Installation in Python

Kats is on PyPI, so you can use pip to install it.

1
2
pip install --upgrade pip
pip install kats

Forecasting Example

Using Prophet model to forecast the air_passengers data set.

 1
 2
 3
 4
 5
 6
 7
 8
 9
10
11
12
13
14
15
16
17
18
19
20
21
from kats.consts import TimeSeriesData
from kats.models.prophet import ProphetModel, ProphetParams

# take `air_passengers` data as an example
air_passengers_df = pd.read_csv("../kats/data/air_passengers.csv")

# convert to TimeSeriesData object
air_passengers_ts = TimeSeriesData(air_passengers_df)
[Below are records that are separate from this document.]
PR #1457, opened 2023-02-10
chore(ci): Add merge_group to GitHub workflow

oguzhand95:
I think this is why the queued PRs aren't being merged into `main` branch.

### DIFF
--- a/.github/workflows/pr-test.yaml
+++ b/.github/workflows/pr-test.yaml
@@ -5,6 +5,7 @@ on:
     branches:
       - main
       - 'v*'
+  merge_group:
 jobs:
   changes:
     runs-on: ubuntu-latest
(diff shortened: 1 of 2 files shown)


charithe (approved):

haines:
I'm not sure that we'll be able to get this working until the DCO GitHub App is updated to support the `merge_group` event (unless we make this check optional)

https://github.com/dcoapp/app/issues/199

.github/workflows/pr-test.yaml
```diff
@@ -5,6 +5,7 @@ on:
     branches:
       - main
       - 'v*'
+  merge_group:
```
Licenser, line 8: saw this as mentioned in the DCO issue, the recommendation from GH is to use `merge_group: ["main"]` :)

# create a model param instance
# note that additive mode gives worse results
params = ProphetParams(seasonality_mode='multiplicative')
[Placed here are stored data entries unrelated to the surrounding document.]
Issue #1461, opened 2023-02-13
Cerbosctl missing commands 


charithe:
- List disabled policies (#1463)
- Re-enable disabled policies (#1472)
- Delete schema (#1463)

PR #1463, opened 2023-02-15
enhancement: Add includeDisabled to Admin API and schema deletion to cerbosctl

oguzhand95:
- Added `includeDisabled` field to `GetPolicy` and `ListPolicies` RPCs.
- Added `cerbosctl delete schema <schemaIDs...>` command.
- Updated the documentation to reflect the changes.
- This PR partially handles #1461, namely the first and third points.


api/public/cerbos/request/v1/request.proto
```diff
@@ -541,6 +545,10 @@ message GetPolicyRequest {
       example: "\"principal.sarah.vdefault\""
     }
   ];
+  bool include_disabled = 2 [
+    (google.api.field_behavior) = OPTIONAL,
+    (grpc.gateway.protoc_gen_openapiv2.options.openapiv2_field) = {description: "Include disabled policies"}
+  ];
```
charithe, line 551: Do we need this flag for `GetPolicy`? If the user gives us a valid ID that exists in the database we can simply return it, can't we?

client/admin.go
```diff
@@ -28,8 +28,8 @@ const (
 type AdminClient interface {
 	AddOrUpdatePolicy(ctx context.Context, policies *PolicySet) error
 	AuditLogs(ctx context.Context, opts AuditLogOptions) (<-chan *AuditLogEntry, error)
-	ListPolicies(ctx context.Context) ([]string, error)
-	GetPolicy(ctx context.Context, ids ...string) ([]*policyv1.Policy, error)
+	ListPolicies(ctx context.Context, includeDisabled bool) ([]string, error)
```
charithe, line 31: This would be a breaking change to existing users. I think we should declare it like `ListPolicies(context.Context, ...ListPoliciesOption)`. 

There would be just one `ListPoliciesOption` and that would be the one to include disabled policies in the output.

client/admin.go
```diff
@@ -28,8 +28,8 @@ const (
...
+	GetPolicy(ctx context.Context, includeDisabled bool, ids ...string) ([]*policyv1.Policy, error)
```
charithe, line 32: Probably don't need the `includeDisabled` argument here. See above.

cmd/cerbosctl/del/schema.go
```diff
@@ -0,0 +1,45 @@
...
+cerbosctl delete schema principal.json
+cerbosctl delete s principal.json
+
+# Delete multiple schemas
+cerbosctl delete schemas principal.json leave_request.json
+cerbosctl delete schema principal.json leave_request.json
+cerbosctl delete s principal.json leave_request.json`
+
+type SchemaCmd struct {
+	SchemaIds []string `arg:"" name:"id" optional:"" help:"list of schema ids to delete"`
```
charithe, line 26: This is not `optional`, is it?

internal/storage/db/internal/db.go
```diff
@@ -603,16 +608,21 @@ func (s *dbStorage) Delete(ctx context.Context, ids ...namer.ModuleID) error {
 	return nil
 }
 
-func (s *dbStorage) ListPolicyIDs(ctx context.Context) ([]string, error) {
+func (s *dbStorage) ListPolicyIDs(ctx context.Context, includeDisabled bool) ([]string, error) {
 	var policyCoords []namer.PolicyCoords
+	var whereExprs []exp.Expression
+	if !includeDisabled {
+		whereExprs = append(whereExprs, goqu.C(PolicyTblDisabledCol).Neq(goqu.V(true)))
+	}
```
charithe, line 616: I think this can be simplified. Just always add a WHERE clause to the query.

```suggestion
goqu.C(PolicyTblDisabledCol).Eq(goqu.V(includeDisabled)))
```

client/admin.go
oguzhand95: It would be confusing for the user, wouldn't it? If we are keen on this, at least we could return an error in case more than one `opt` are provided to the function, WDYT?

charithe: Why do you think it would be confusing?

We don't need to worry about how many options are passed to the function. The last one would always win. That's the expected behaviour for functional options in Go.

internal/storage/db/internal/db.go
oguzhand95: Then we will have only disabled policies or enabled policies depending on the `includeDisabled` parameter. But, we actually want to have all policies when `includeDisabled == true`.

charithe: Good point! I completely messed that one up 🤦🏽

client/model.go
```diff
@@ -1225,3 +1225,16 @@ func (e *AuditLogEntry) DecisionLog() (*auditv1.DecisionLogEntry, error) {
 type PlanResourcesResponse struct {
 	*responsev1.PlanResourcesResponse
 }
+
+type (
+	ListPoliciesOption func(opts *ListPoliciesParams)
+	ListPoliciesParams struct {
+		IncludeDisabled bool
+	}
```
charithe, line 1233: I don't think you need this struct. Just define `ListPoliciesOption` as `func(*requestv1.ListPoliciesRequest)`.

client/model.go
```diff
@@ -1225,3 +1225,13 @@ func (e *AuditLogEntry) DecisionLog() (*auditv1.DecisionLogEntry, error) {
...
+
+type (
+	ListPoliciesOption func(*requestv1.ListPoliciesRequest)
+)
+
+func WithIncludeDisabled(value bool) ListPoliciesOption {
+	return func(request *requestv1.ListPoliciesRequest) {
+		request.IncludeDisabled = value
+	}
+}
```
charithe, line 1237: Sorry I missed this earlier. We don't need the boolean argument here because it's false by default anyway. Just name it `WithIncludeDisabled()`.

charithe (commented):
LGTM. Just have a nit about the option signature.

charithe (approved):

# create a prophet model instance
m = ProphetModel(air_passengers_ts, params)

# fit model simply by calling m.fit()
m.fit()

# make prediction for next 30 month
fcst = m.predict(steps=30, freq="MS")

Detection Examples

The following inferences can be obtained with Kats:

  • Outlier Detection: It detects an anomaly increase or decrease within the time series.
  • Change Point Detection: It detects sudden changes in the time series. There are 3 different algorithms in Kats for this process:
    • CUSUM Detection
    • Bayesian Online Change Point Detection (BOCPD)
    • Stat Sig Detection
  • Trend Change Detection: It detects the trend changes of the time series using the Mann-Kendall Detection algorithm.

Outlier Detection

A minimum of 24 lines of data is required for Outlier detection.

 1
 2
 3
 4
 5
 6
 7
 8
 9
10
11
from kats.detectors.outlier import OutlierDetector

fake_df = df[df["Product"] == "Product E"].drop(["VisitsCount", "Product"], axis=1)
fake_df = fake_df.append(pd.DataFrame({"time":["2021-12-31"], "SalesCount":[round(fake_df["SalesCount"][-3:].mean())]})).reset_index(drop=True)
fake_df["time"] = pd.to_datetime(fake_df["time"])
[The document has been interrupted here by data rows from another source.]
PR #1472, opened 2023-02-21
enhancement: Enable disabled policies

### LINKED ISSUE #1461: Cerbosctl missing commands

oguzhand95:
resolves #1461 

I've made `POST /admin/policy/enable` the endpoint, while the disable is `DELETE /admin/policy`. I think if we go forward with the `POST /admin/policy/enable`, we may change the disable endpoint to `POST /admin/policy/disable` to be consistent, not sure.


cmd/cerbosctl/enable/internal/policy/policy.go
```diff
@@ -0,0 +1,29 @@
...
+		if idx%internal.MaxIDPerReq == 0 {
+			idxEnd := internal.MinInt(idx+internal.MaxIDPerReq, len(ids))
+			var err error
+			enabled, err := c.EnablePolicy(context.Background(), ids[idx:idxEnd]...)
+			if err != nil {
+				return 0, fmt.Errorf("error while enabling policy: %w", err)
+			}
+			enabledPolicies += enabled
+		}
+	}
```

outlier_ts = TimeSeriesData(fake_df)
ts_outlierDetection = OutlierDetector(outlier_ts, 'multiplicative')
ts_outlierDetection.detector()

ts_outlierDetection.outliers[0]

Outliers detected with Kats can also be cleaned with the help of Kats. Kats offers 2 methods for this:

  • No Interpolation: Fills outliers with NaN without applying the interpolation operation.
  • With Interpolation: Fills out outliers by applying linear interpolation.

Change Point Detection

With Kats it is possible to detect the change points in the time series. There are 3 different algorithms in Kats for this process:

  • CUSUMDetector
  • BOCPDetector
  • RobustStatDetector

Using CUSUM detection algorithm on simulated data set.

 1
 2
 3
 4
 5
 6
 7
 8
 9
10
11
12
13
14
15
16
17
from kats.consts import TimeSeriesData
from kats.detectors.cusum_detection import CUSUMDetector

# simulate time series with increase
np.random.seed(10)
df_increase = pd.DataFrame(
    {
        'time': pd.date_range('2019-01-01', '2019-03-01'),
        'increase':np.concatenate([np.random.normal(1,0.2,30), np.random.normal(2,0.2,30)]),
    }
)

# convert to TimeSeriesData object
timeseries = TimeSeriesData(df_increase)

# run detector and find change points
change_points = CUSUMDetector(timeseries).detector()

Trend Change Detection

It is also possible to detect the trend direction of a series with Kats. Kats uses the MKDetector algorithm for this process. The basis of this algorithm is the Mann-Kendall Test, which is a non-parametric test.

1
2
3
4
5
from kats.detectors.trend_mk import MKDetector

detector = MKDetector(data=cpd_ts, threshold=.8)
detected_time_points = detector.detector(direction='up', window_size=10)
detector.plot(detected_time_points)

Conclusion

Kats is a time series analysis tool that uses a metalearning method to identify the most appropriate model and corresponding parameters for a given time series. It does this by using metadata obtained with TSFeatures and applying the Random Forest algorithm to determine the best model based on this metadata. This feature of Kats allows users to create their own automatic machine learning (autoML) tool.